Spam filter with a help of algorithms LMTA and RHTA
Algorithm LMTA (Legacy Mail Testing Algorithm) is the one of the known
successfuly algorithms of the non-content non-legimate messages (spam). Algorithm LMTA
must have on its entry the following: IP address of sender's host, senders's
email address from the message's convert, and maybe sender's host name from
the "helo" phase of the protocol SMTP. Using these values LMTA is given
an answer about legacy of sender, or speaking strongly, the algorithm gives a link
or the correlation between these values. Because we want the definite answer
- "yes" or "no" - then heuristic result is transformed in 1 or 0.
As any complex heuristic algorithm with the parametric tuning (for example,
content filter algorithms) LMTA has a "soft" and "hard" conditions to accept.
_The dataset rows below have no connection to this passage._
PR #3077, opened 2017-03-25
Added a https://pushover.net/ reporter.

macdems:
This patch added a Pushover (https://pushover.net) notifier. It allows to receive instant notification into a mobile device.

## Contributor Checklist:


macdems:
Will resubmit with fixes...

tardyp:
Please don't close pull request when you are working on fixes. You can just push updates to your branch so that we can review the changes and keep history

master/buildbot/reporters/pushover.py
```diff
@@ -0,0 +1,294 @@
...
+from buildbot.process.properties import Properties
+from buildbot.process.results import CANCELLED, EXCEPTION, FAILURE, SUCCESS, WARNINGS
+from buildbot.process.results import Results
+from buildbot.reporters import utils
+from buildbot.reporters.message import MessageFormatter as DefaultMessageFormatter
+from buildbot.reporters.message import MessageFormatterMissingWorker
+from buildbot.util import service
+
+try:
+    from pushover import Client
```
tardyp: pushover has a rest api. Please use this rest api rather than a python wrapper. this is best integrated with twisted.

master/buildbot/reporters/pushover.py
```diff
@@ -0,0 +1,294 @@
...
+            else:
+                mode = (mode,)
+        return mode
+
+    def checkConfig(self, user_key, api_token, mode=("failing", "passing", "warnings"),
+                    tags=None, builders=None, buildSetSummary=False, messageFormatter=None,
+                    subject="Buildbot %(result)s in %(title)s on %(builder)s",
+                    name=None, schedulers=None, branches=None, priorities=None, other_args=None):
+
+        if Client is None:
```
tardyp: please look at other reporters based on the HttpBase for example on how to use httpClientService.Please note that httpClientService has a framwework for unit tests that you should use.
http://docs.buildbot.net/current/developer/utils.html#buildbot-util-httpclientservice

master/buildbot/reporters/pushover.py
```diff
@@ -0,0 +1,294 @@
...
+                                               'title': self.master.config.title,
+                                               'builder': name}
+
+        yield self.sendMessage(**msg)
+
+    def sendMessage(self, **kwargs):
+        twlog.msg("sending pushover notification")
+        client = Client(self.user_key, api_token=self.api_token)
+        kwargs.update(self.other_args)
+        return client.send_message(**kwargs)
```
tardyp: this api call is probably blocking. we dont allow blocking api inside the main thread.

macdems:
You are right.  However, this would require splitting MailNotifier. I may take a look at it, but it will take some time. I would appreciate any suggestions what should stay in MailNotifier notifier and what should go to the new base class (of course I can just identify the common code and move it up, nut maybe there is a better way to make this decision).

By the way, Pushover is only one of many instant notifiers (e.g. Pushbullet, Pusjet, etc.). I guess it would be beneficial to be able to use this framework for the others as well.

tardyp:
I guess identifying common code is a good first step. No need to duplicate the test code as well.
Perhaps, later we can make a better factorization, but now we have a good example of two pretty different low level backends, doing the exact same high level message building.

We already have some of the other reporters which could benefit such factorization (stash, hipchat)
I am not asking you do the that bigger factorization right now, obviously.

tardyp:
I know this was asking a lot. Where you able to look at it? I think this would really be a great improvement to this codebase.

macdems:
This is ok. I'm sorry for the delay, but I have some urgent assignments at work. I should be able to get back to this next week.

master/buildbot/reporters/notifier.py
```diff
@@ -0,0 +1,292 @@
...
+            if 'subject' in buildmsg:
+                subject = buildmsg['subject']
+
+        yield self.sendMessage(body, subject, msgtype, name, results, builds,
+                               list(users), patches, logs)
+
+    def sendMessage(self, body, subject=None, type=None, builderName=None,
+                    results=None, builds=None, users=None, patches=None,
+                    logs=None, worker=None):
+        return
```
tardyp: raise NotImplemented()

macdems:
I am sorry for the delay, but I had some urgent work to do first.

The `PushoverNotifier` class is indeed strongly reduced now and it should be straightforward to adapt it for other notification services.

There are two things that still bother me:

1. How to test if the notifications are correctly sent? Of course the tests can be carefully written according to the service API, but it would be still desirable to check against the real service at least once (I confirm that Pushover works: it has already notified me about several failed builds of my job project — the very reason I did the patch in the first place).

1. Missing worker notification will probably have to be refactored, as a user might want to have mail and Pushover notification configured independently. However, this will probably require changes in user sofig, so I did not touch it now.

tardyp:
@macdems 

1- You can create an integration test for pushover. This test will take the creds as environment variable, and will raise SkipTest if its not configured. you can look at test_hyper.py for an example.

2-a user could setup two reporters, one for normal build, one for workers.

master/buildbot/test/unit/test_reporters_pushover.py
```diff
@@ -0,0 +1,386 @@
...
+
+    @defer.inlineCallbacks
+    def setupBuildResults(self, results, wantPreviousBuild=False):
+        # this testsuite always goes through setupBuildResults so that
+        # the data is sure to be the real data schema known coming from data
+        # api
+
+        self.db = self.master.db
+        self.db.insertTestData([
+            fakedb.Master(id=92),
```
tardyp: Sorry I did not see this test, as it was hidden by default by github.

No need to retest the behaviour for pushover. It should also be factorized in a test for notifier.py

In unit/test_reporter_pushover, you should only test the correctness of send message, so you dont need to create all the fake data in fakedb.

master/buildbot/test/unit/test_reporters_pushover.py
```diff
@@ -0,0 +1,386 @@
...
+        self.assertRaises(config.ConfigErrors,
+                          PushoverNotifier, '1234', 'abcd',
+                          tags=['fast', 'slow'], builders=['a', 'b'])
+
+    def test_init_warns_notifier_mode_all_in_iter(self):
+        self.assertRaisesConfigError(
+            "mode 'all' is not valid in an iterator and must be passed in as a separate string",
+            lambda: PushoverNotifier('1234', 'abcd', mode=['all']))
+
+    @defer.inlineCallbacks
```
tardyp: I think only the above tests are needed. below are just the same, and should be factorized to a test for the baseclass.

you would just subclass and implement sendMessage in a UnderTestNotifier, and then keep the below tests there.

macdems:
From Buildbot documentation: 

> The email sent this way will use a MailNotifier (see MailNotifier) status target, if one is configured.

Recipients are configured inside the worker. But it can only be an email, so one needs an alternative way to configure other notifications. I would suggest adding a list of worker names to a reporter.

Do you have an integration test for a missing worker? I think it is needed to test notifications with two or more methods (e.g. two Pushover reporters).

tardyp:
> Recipients are configured inside the worker. But it can only be an email, so one needs an alternative way to configure other notifications. I would suggest adding a list of worker names to a reporter.

Good point. Actually the reporter can fully ignore the email list.
It receives a message from the mq. 
It can do the filtering that makes the most sense.
There is a lot of legacy in this design. Actually in eight the message sending code is literally hardcoded in worker code!

> Do you have an integration test for a missing worker? I think it is needed to test notifications with two or more methods (e.g. two Pushover reporters).
I dont think we have one. You can call worker missing data api in your integration test:
https://github.com/buildbot/buildbot/blob/master/master/buildbot/worker/base.py#L322

macdems:
I tried to add integration test for missing worker. But if fails. Do I miss something? Could you tell me why the event is not triggered in https://github.com/macdems/buildbot/blob/master/master/buildbot/test/integration/test_notifier.py#L104

macdems:
Ok, I have found the problem (it was actually a bug in the upstream mail notifier). Please ignore the last push. I will try to finish refactoring of the tests and when done I will push again.

macdems:
I have removed spurious tests and added missing integration test for missingWorker (which revealed a buig in the current MailNotifier).

I have decided to keep `test_reporters_mail.py` unchanged, as (1) I believe the tests should to be touched if the behaviour of the tested code is not supposed to change and (2) this test tests the common code. `test_reporters_pushover.py` tests only the new part (Pushover `sendMessage`).

tardyp:
> I have decided to keep test_reporters_mail.py unchanged, as (1) I believe the tests should to be touched if the behaviour of the tested code is not supposed to change
I would agree to that but in this case you don't check that the factorisation has been done correctly, and that pushover has the same properties as mailnotifier.

I fear I have to insist in separating the tests about sending mail, and tests about generating correct sendMessage calls according to build history.
I think those tests are already well separated, this should not be too difficult.

macdems:
Would you prefer to make a fake descendant of `NotifierBase` and test the common code or to make a common ancestor of `TestMailNotifier` and `TestPushoverNotifier` which will test the common code twice for the real classes?

tardyp:
I think it is prefereable to do the  fake descendant of NotifierBase.
eventually we will have dozens of descendants of NotifierBase

macdems:
I hope it should do now...

tardyp:
hi @macdems I would prefer we do this one at a time.
Can you look at pushjet after that one is merged?

macdems:
Sure. I did Pushjet last night to test how easy it would be to add another notifier after the refactor. Took less than half an hour all together (most of which was tests and documentation).

master/buildbot/test/unit/test_reporters_pushover.py
```diff
@@ -0,0 +1,93 @@
...
+from twisted.trial import unittest
+
+from buildbot.process.results import SUCCESS
+from buildbot.reporters.pushover import PushoverNotifier
+from buildbot.test.fake import httpclientservice as fakehttpclientservice
+from buildbot.test.fake import fakemaster
+from buildbot.test.util.config import ConfigErrorsMixin
+from buildbot.util import httpclientservice
+
+py_27 = sys.version_info[0] > 2 or (sys.version_info[0] == 2
```
tardyp: please remove this line. It looks like its not used. For further code, please use this instead:

    from future import PY3

master/buildbot/test/unit/test_reporters_notifier.py
```diff
@@ -0,0 +1,347 @@
...
+from buildbot.process.results import FAILURE
+from buildbot.process.results import SUCCESS
+from buildbot.process.results import WARNINGS
+from buildbot.reporters.notifier import NotifierBase
+from buildbot.test.fake import fakedb
+from buildbot.test.fake import fakemaster
+from buildbot.test.util.config import ConfigErrorsMixin
+from buildbot.test.util.notifier import NotifierTestMixin
+
+py_27 = sys.version_info[0] > 2 or (sys.version_info[0] == 2
```
tardyp:
```
from future import PY3
```

master/buildbot/test/util/notifier.py
```diff
@@ -0,0 +1,77 @@
...
+from __future__ import absolute_import
+from __future__ import print_function
+
+from twisted.internet import defer
+
+from buildbot.reporters import utils
+from buildbot.test.fake import fakedb
+
+
+class NotifierTestMixin(object):
```
tardyp: 👍

master/docs/manual/cfg-reporters.rst
```diff
@@ -418,6 +422,51 @@ The default ``ctx`` for the missing worker email is made of:
...
+However, ``watchedWorkers`` defaults to *None*.
+
+The following additional parameters are accepted by this class:
+
+``user_key``
+    The user key from the Pushover website. It is used to identify the notification recipient.
+
+``api_token``
+    API token for a custom application from the Pushover website.
+
```
tardyp: a link to api_token generation will be useful for people. Or we will get support requests from people putting their password in there

master/buildbot/reporters/notifier.py
```diff
@@ -0,0 +1,304 @@
...
+                    name=None, schedulers=None, branches=None,
+                    watchedWorkers=None, messageFormatterMissingWorker=None):
+
+        for m in self.computeShortcutModes(mode):
+            if m not in self.possible_modes:
+                if m == "all":
+                    config.error(
+                        "mode 'all' is not valid in an iterator and must be passed in as a separate string")
+                else:
+                    config.error(
```
tardyp: Do you have https://codecov.io/ chrome plugin installed?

Clearly, that moving in different ways, it is possible to reject more spam,
increase the chances to reject a legal mail, and vice versa. By default the anti-spam
filter of package TPmail is used the "soft" mode of mail accepting. The algorithm
settings are removed from the package to avoid many problems. Exact tuning of algoithm is
required a good knowlegde and understaning of very complex things - protocol SMTP, work of
DNS servers and others. Therefore a common user or administrator is more easy
to work with the basic settings using LMTA as good-working "blackbox".
With a default basic settings LMTA is successfully worked on the external
testings in the different organizations with a different volumes of mail traffic.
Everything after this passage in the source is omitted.